Health Life

Discovering the secrets of viral sequences in COVID-19

From the SARS-CoV-2 genome (a) sequences of nucleotides and amino acids are extracted (b); sequences are then deposited to world-wide open repositories: GENBANK, GISAID, COG-UK (c), and imported to the centralized database at Politecnico, where the search engine ViruSurf is accessed (d). Credit: Politecnico di Milano

Since the beginning of 2020, labs from all around the world have been sequencing the material from positive tests of people affected by COVID-19 and then depositing sequences mostly to three points of collection: GenBank, COG-UK, and GISAID. Rapid exploration of this huge amount of data is important for understanding how the genome of the virus is changing. For enabling fast ‘surfing’ over this data, the research group at Politecnico di Milano led by Prof. Stefano Ceri has developed ViruSurf, a search engine operating on top of a centralized database stored at Politecnico. The database is periodically reloaded from the three sources and as of today contains 200,516 sequences of SARS-CoV-2, the virus causing COVID-19, and 33,256 sequences of other viral species also associated with epidemics affecting humans, such as SARS, MERS, Ebola, and Dengue.

Every sequence is described from four perspectives: the biological features of the virus and the host, the sequencing technology, the project that has produced the original data, the mutations of the whole sequence of nucleotides and of gene-specific amino acids.
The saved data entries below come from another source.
PR #322, opened 2021-03-12
Update to match group detail page changes from pull #317, AAH-364

hendersonreed:
Changes in the formatting for the group detail page required an update in the group management tests (changing a jquery selector). 

Also found that one of the tests was failing when adding permissions due to the dropdown covering up the 'save' button, so added a click on a nearby element to close the dropdown so we can then hit 'save'.

### DIFF
--- a/test/cypress/integration/group_management.js
+++ b/test/cypress/integration/group_management.js
@@ -34,10 +34,17 @@ describe('Hub Group Management Tests', () => {
         cy.login(adminUsername, adminPassword);
         cy.createGroup(name);
         cy.contains(name).should('exist');
+
         cy.addAllPermissions(name);
-        permissionTypes.forEach(permGroup => cy.get(`.pf-l-flex.pf-m-align-items-center.${permGroup}  [placeholder="No permission"]`).should('not.exist'));;
+        permissionTypes.forEach((permGroup) => {
+            cy.get(`.pf-l-flex.pf-m-align-items-center.${permGroup}`).contains('span', 'No permission').should('not.exist');
+        });
+
         cy.removeAllPermissions(name);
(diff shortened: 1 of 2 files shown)


himdel (approved):
:+1:

#317 changed the view mode from readonly form to Labels, which do end up as spans

himdel:
@hendersonreed feel free to merge if this works for you :) 

For me...

locally, via `npm run test` I'm getting `3 of 5 failed (60%)                      01:10       13        6        3        -        4  ` even on master (and it creates root-owned dirs in my test/cypress/)

while running via `npm ci && node_modules/.bin/cypress run`  gives `3 of 5 failed (60%)                      00:54       13        4        5        -        4  ` (so, 4 passing instead of 6)

and running with `cypress open` seems visually better, but often fails because it doesn't try to clean up preventively, and doesn't clean up on failure, so there are lot of failures like testGroup already exists, test user is taken, etc.

hendersonreed:
Hey! So Cypress tends to leave dangling state after a test fails (this is a deliberate design decision by the developers of the tool, since it makes it easier to diagnose what happened.) 

So after a test fails you may need to go back in and clean it up in order to rerun and verify that it works.

The other thing is that I develop the tests assuming a clean environment, so some of the jquery selectors that are used to locate elements might not work if there is unexpected data in the tests.

I'm going to go ahead and double-check that they're passing on my machine (pretty sure I wouldn't have pushed changes that didn't pass though.) I'd also love to talk at some point with you and @ZitaNemeckova and @ironfroggy about maybe revamping some of the test setup/teardown steps to make them a bit less fragile.

hendersonreed:
I just went ahead and double-checked and on a clean environment the tests are all passing, so I think it's just a feature of the way we have built our tests (not currently much preventative cleanup happening, only post-cleanup.)

Definitely an area for us to work on, but I'd still like to merge this in so at least we have passing tests on master.

ZitaNemeckova:
Bit late but it's passing in my clean env. as well.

The advantage provided by ViruSurf is the use of an algorithm for computing viral mutations homogeneously across sources, using cloud computing. The database is optimized for giving quick responses to the surfers.

Among the future developments of ViruSurf, the most important, funded by a six-month-long project by EIT Digital, is a bio-informatic service for ingesting new viral sequences, which highlights the presence of viral mutations associated with enhanced or reduced severity and virulence as they are discovered.